同樣,比起房子,張天霖更喜歡談他的學生見到他唱歌時那種『哇』地一下的表情。『他們會好激動,「張老師」「張老師」,一個勁兒地叫我。』張天霖偶爾外出演出時,會碰到自己的學生,當他飆起假聲女高音時,觀眾會激動的尖叫。

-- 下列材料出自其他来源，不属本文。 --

PR #193, opened 2015-08-04
md fwraid detection

dwlehman:
This resolves various problems encountered trying to install f23 alpha on md fwraid, beginning with [this bug](https://bugzilla.redhat.com/show_bug.cgi?id=1245191). "Minor cleanup..." doesn't need to go on f23-branch since it doesn't really fix anything.

### DIFF
--- a/blivet/devices/md.py
+++ b/blivet/devices/md.py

他告訴記者,自己現在參加同學聚會發現,幾乎所有同學都沒有買房的打算。大家很少談起買房的話題,偶爾有人起了頭,馬上會被一陣陣『買不起』給壓下去,『都是二十四五歲的年紀,都是上海人,反正靠工資肯定買不起,就算命好,父母資助了首付也還不起貸款,想了也白想。』

在張天霖的心裡,『除非被丈母娘逼吧,不然誰會沒事去買房?!』

劉弘毅則告訴記者,自己以後就算買得起上海的房子,也不會去買,『沒必要,只要租房就行了。有那幾百萬、幾千萬的,做些自己喜歡的事多好。』

董文昊很少關注房子,也不知道政府為了抑制高房價出台過多少政策。2015年,他的父母給他在上海普陀區買了一套80多平方公尺的房子,當時每平方公尺3萬元左右,『其實我也無所謂,買了就買了,我也沒怎麼看過,也沒跟仲介打過交道,都是我爸媽弄的。』

『啊潔白的海螺吹起,彩虹親吻了天際;啊哎奧嗚,啊誰在喜怒哀樂,幸福就突然來了。』阿卡主義人聲樂團的下一個打算是清唱挑戰歌手薩頂頂的《來者摩羯》,董文昊要一邊指揮、一邊唱歌,『順便』改編。

他的人生字典裡,只有做自己喜歡的事,才叫快樂,而買房不是。